____ Input for this task

PR #1671, opened 2018-07-05
Refactor min-free-space-size error reporting

uajain:
Nitpick fixes .

### DIFF
--- a/src/libostree/ostree-repo-commit.c
+++ b/src/libostree/ostree-repo-commit.c
@@ -429,6 +429,28 @@ add_size_index_to_metadata (OstreeRepo        *self,
   return g_variant_ref_sink (g_variant_builder_end (builder));
 }
 
+static gboolean
+throw_min_free_space_error (OstreeRepo  *self,
+                            guint64      bytes_required,
+                            GError     **error)
+{
+  const char *err_msg = NULL;
+  g_autofree char *err_msg_owned = NULL;
+
+  if (bytes_required > 0)
+    {
+      g_autofree char *formatted_required = g_format_size (bytes_required);
+      err_msg = err_msg_owned = g_strdup_printf ("would be exceeded, at least %s requested", formatted_required);
+    }
+  else
+    err_msg  = "would be exceeded.";
+
+  if (self->min_free_space_percent > 0)
+    return glnx_throw (error, "min-free-space-percent '%u%%' %s", self->min_free_space_percent, err_msg);
+  else
+    return glnx_throw (error, "min-free-space-size %" G_GUINT64_FORMAT "MB %s", self->min_free_space_mb, err_msg);
+}
+
 typedef struct {
   gboolean initialized;
   GLnxTmpfile tmpf;
@@ -524,13 +546,7 @@ _ostree_repo_bare_content_commit (OstreeRepo                 *self,
         {
           self->cleanup_stagedir = TRUE;
           g_mutex_unlock (&self->txn_lock);
-          g_autofree char *formatted_required = g_format_size (st_buf.st_size);
-          if (self->min_free_space_percent > 0)
-           return glnx_throw (error, "min-free-space-percent '%u%%' would be exceeded, %s more required",
-                              self->min_free_space_percent, formatted_required);
-          else
-            return glnx_throw (error, "min-free-space-size %luMB woulid be exceeded, %s more required",
-                               self->min_free_space_mb, formatted_required);
+          return throw_min_free_space_error (self, st_buf.st_size, error);
         }
       /* This is the main bit that needs mutex protection */
       self->txn.max_blocks -= object_blocks;
@@ -927,13 +943,7 @@ write_content_object (OstreeRepo         *self,
           guint64 bytes_required = (guint64)object_blocks * self->txn.blocksize;
           self->cleanup_stagedir = TRUE;
           g_mutex_unlock (&self->txn_lock);
-          g_autofree char *formatted_required = g_format_size (bytes_required);
-          if (self->min_free_space_percent > 0)
-            return glnx_throw (error, "min-free-space-percent '%u%%' would be exceeded, %s more required",
-                               self->min_free_space_percent, formatted_required);
-          else
-            return glnx_throw (error, "min-free-space-size %" G_GUINT64_FORMAT "MB would be exceeded, %s more required",
-                               self->min_free_space_mb, formatted_required);
+          return throw_min_free_space_error (self, bytes_required, error);
         }
       /* This is the main bit that needs mutex protection */
       self->txn.max_blocks -= object_blocks;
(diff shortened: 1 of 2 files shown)


src/libostree/ostree-repo.c
```diff
@@ -2693,8 +2693,10 @@ min_free_space_size_validate_and_convert (OstreeRepo    *self,
 
   guint64 min_free_space = g_ascii_strtoull (size_str, NULL, 10);
   if (shifts > 0 && g_bit_nth_lsf (min_free_space, 63 - shifts) != -1)
-    return glnx_throw (error, "Integer overflow detected");
-
+  {
+    g_warning ("min-free-space-size: Integer overflow detected");
```
pwithnall: Why add the `g_warning()`? The error is already being reported to the caller.

uajain: Shouldn't be added? I thought its a benefit to the programmer to notice a warning(and infer exact problem) rather than to see a "Value too high". Maybe I am wrong :thinking:

pwithnall: The problem is already being reported using the `GError`. When this code is called by a UI, the `g_warning()` will (typically) go to the systemd journal, which the user of the UI would probably never see. When this code is called from a console application, that application is probably already doing its own printing out of the `GError` to `stderr`, so you’d end up with the same error being printed twice.

More generally, using `g_warning()` makes it hard to unit test code, since it will typically be escalated into an `abort()` by `G_DEBUG=fatal-warnings`.

uajain: hmm, Ok.
Reworked the PR.

pwithnall:
Looks OK to me. The test failures seem to be unrelated.

pwithnall:
bot, retest this please

src/libostree/ostree-repo-commit.c
```diff
@@ -429,6 +429,20 @@ add_size_index_to_metadata (OstreeRepo        *self,
...
+throw_min_free_space_error (OstreeRepo  *self,
+                            guint64      bytes_required,
+                            GError     **error)
+{
+  g_autofree char *formatted_free = g_format_size (bytes_required);
+  if (self->min_free_space_percent > 0)
+    return glnx_throw (error, "min-free-space-percent '%u%%' would be exceeded, %s available",
+                       self->min_free_space_percent, formatted_free);
+  else
+    return glnx_throw (error, "min-free-space-size %" G_GUINT64_FORMAT "MB would be exceeded, %s available",
```
cgwalters: I tried this before but the problem is that it's not `%s available`, it's `%s requested` right?  See the 3rd hunk in this patch.  Which...I guess you are implicitly changing here.  So it seems OK, I guess we don't need to report the available space in general.

cgwalters: Or, TL;DR: I think we need `s/available/requested/` here.

uajain: hmm, yeah, Thanks for noticing. We had subtly two cases.

uajain: So, we want to report 3rd hunk as `reserved_blocks * self->txn.blocksize` maybe ? 
(because we there is `requested` in every error reporting)

uajain:
Addressed @cgwalters comments.

src/libostree/ostree-repo-commit.c
```diff
@@ -429,6 +429,20 @@ add_size_index_to_metadata (OstreeRepo        *self,
...
 }
 
+static gboolean
+throw_min_free_space_error (OstreeRepo  *self,
+                            guint64      bytes_required,
+                            GError     **error)
+{
+  g_autofree char *formatted_free = g_format_size (bytes_required);
+  if (self->min_free_space_percent > 0)
+    return glnx_throw (error, "min-free-space-percent '%u%%' would be exceeded, %s requested",
```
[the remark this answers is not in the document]
uajain: Right. I can't think of a perfect error message here since these checks run while writing a single file. We don't know the space requested for writing future files so `%s requested` might give a impression that, `%s` is the size we need to complete the whole transaction (which isn't the case).

src/libostree/ostree-repo-commit.c
```diff
@@ -1649,13 +1651,7 @@ ostree_repo_prepare_transaction (OstreeRepo     *self,
...
       self->cleanup_stagedir = TRUE;
       g_mutex_unlock (&self->txn_lock);
-      g_autofree char *formatted_free = g_format_size (bytes_required);
-      if (self->min_free_space_percent > 0)
-        return glnx_throw (error, "min-free-space-percent '%u%%' would be exceeded, %s available",
-                           self->min_free_space_percent, formatted_free);
-      else
-        return glnx_throw (error, "min-free-space-size %" G_GUINT64_FORMAT "MB would be exceeded, %s available",
-                           self->min_free_space_mb, formatted_free);
+      return throw_min_free_space_error (self, bytes_required, error);
```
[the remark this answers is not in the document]
uajain: Or
>So, we want to report 3rd hunk as reserved_blocks * self->txn.blocksize maybe ?
(because there is requested in every error reporting)

As per my comment in the last PR review.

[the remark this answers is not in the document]
jlebon: Isn't that just `min-free-space-size` in bytes? (Ignoring the `-percent` case for now). We're dividing by the block size to get min free space in blocks, then re-multiplying it back.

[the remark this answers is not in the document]
uajain: Yeah, we don't have direct access to value in bytes as it's abstracted in `min_free_space_calculate_reserved_blocks`

src/libostree/ostree-repo-commit.c
```diff
@@ -429,6 +429,25 @@ add_size_index_to_metadata (OstreeRepo        *self,
...
+                            guint64      bytes_required,
+                            GError     **error)
+{
+  g_autofree char *formatted_required = g_format_size (bytes_required);
+  g_autofree char *err_text = NULL;
+
+  if (bytes_required > 0)
+    err_text = g_strdup_printf ("would be exceeded, at least %s requested", formatted_required);
+  else
+    err_text = g_strdup ("would be exceeded.");
```
jlebon: Cool! Just one final note. There are two ways we could minimize the number of allocations here. First, we can move `formatted_required` inside the `if` branch so we generate it only if we need it. Second, in the `else` case, we don't need to `strdup` since it's a static string. The pattern we usually follow is something like this:

```c
const char *str = NULL;
g_autofree char *str_owned = NULL

if (cond_that_requires_allocation)
  str = str_owned = g_strdup ...
else
  str = "static string"
```

uajain: Thanks for mentioning the pattern. Addressed your comments.

jlebon:
Thanks! I just pushed a small fixup to drop the period at the end. By convention, we don't add periods in error messages.

@rh-atomic-bot r+ fbf8c8a

PR #1673, opened 2018-07-05
tests: Run network retries test for many retries directly

rfairley:
This runs a test involving many retries for the --network-retries
option directly rather than inside a conditional statement, so that
the command does not silently fail and allow the test to continue
running.

Follow-up to #1659.


jlebon:
@rh-atomic-bot r+ da1b6eb

PR #1675, opened 2018-07-07
switchroot: Move late /run/ostree-booted creation to ostree-system-ge…

akiernan:
…nerator

When ostree-prepare-root is pid 1, ostree-prepare-boot defers creation of
/run/ostree-booted, which we were doing in ostree-remount, but that's too
late if we need ostree-system-generator to bind /var. Move the creation
of the /run/ostree-booted marker to ostree-system-generator based on the
existence of the ostree= kernel command line argument (which matches the
condition that ostree-remount used).

### DIFF
--- a/src/switchroot/ostree-remount.c
+++ b/src/switchroot/ostree-remount.c
@@ -46,13 +46,8 @@ main(int argc, char *argv[])
   struct stat stbuf;
   int i;
 
-  /* See comments in ostree-prepare-root.c for this.
-   *
-   * This service is triggered via
-   * ConditionKernelCommandLine=ostree
-   * but it's a lot easier for various bits of userspace to check for
-   * a file versus parsing the kernel cmdline.  So let's ensure
-   * the stamp file is created here too.
+  /* When systemd is in use this is normally created via the generator, but
+   * we ensure it's created here as well for redundancy.
    */
   touch_run_ostree ();
 
--- a/src/switchroot/ostree-prepare-root.c
+++ b/src/switchroot/ostree-prepare-root.c
@@ -210,8 +210,9 @@ main(int argc, char *argv[])
 
 
   /* We only stamp /run now if we're running in an initramfs, i.e. we're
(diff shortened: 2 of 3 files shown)


cgwalters:
> Something I wasn't clear on, would this need changing to EXIT_SUCCESS if this patch moves forward?

Definitely; see https://bugzilla.redhat.com/show_bug.cgi?id=1331369  While we could have more clearly split out the ostree-as-host portions in the Fedora packaging, people can easily get those bits installed as a dependency of flatpak, etc.  I think the Debian packager was more careful about this, but it still pays to be defensive.

src/switchroot/ostree-remount.c
```diff
@@ -46,16 +46,6 @@ main(int argc, char *argv[])
...
 
-  /* See comments in ostree-prepare-root.c for this.
-   *
-   * This service is triggered via
-   * ConditionKernelCommandLine=ostree
-   * but it's a lot easier for various bits of userspace to check for
-   * a file versus parsing the kernel cmdline.  So let's ensure
-   * the stamp file is created here too.
-   */
-  touch_run_ostree ();
```
cgwalters: I've been trying at least a little bit to support the non-systemd case.  After this change in the "switchroot-as-pid1, !systemd" case nothing will be creating `/run/ostree-booted` right?  It should be harmless to leave this call in to ensure we create the file the same as we did previously.

Maybe just:

```
/* When systemd is in use this is normally created via the generator, but
 * we ensure it's created here as well for redundancy.
 */
  touch_run_ostree ();
```
?

akiernan: I think that makes sense... when I deleted it from there I debated whether creating `/run/ostree-booted` in many places was a sensible approach to cover corner cases. I'm certainly guilty of not thinking about !systemd...

cgwalters:
Looks great, thank you!

@rh-atomic-bot r+ ae36f71

PR #1677, opened 2018-07-09
deploy: Fix overriding kernel args for staged deployments

cgwalters:
This is the inverse of https://github.com/ostreedev/ostree/pull/1558
aka commits cadece6c4f398ca61d21e497bd6e3fbb549f9cf6 and
3358698c86d80821d81443c906621c92672f99fb

Needed to fix `rpm-ostree kargs` test suite with default staging; skipping
a test here for now as eventually what we'll do is turn on the rpm-ostree
suite fully here.


jlebon:
@rh-atomic-bot r+ 74be204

________

### Problem to solve:
From the data above, reproduce word for word the lines running from the line with "of the /run/ostree-booted" to the line with "--- a/src/switchroot/ostree-remount.c", ends included.

### Solution to this problem:
of the /run/ostree-booted marker to ostree-system-generator based on the
existence of the ostree= kernel command line argument (which matches the
condition that ostree-remount used).

### DIFF
--- a/src/switchroot/ostree-remount.c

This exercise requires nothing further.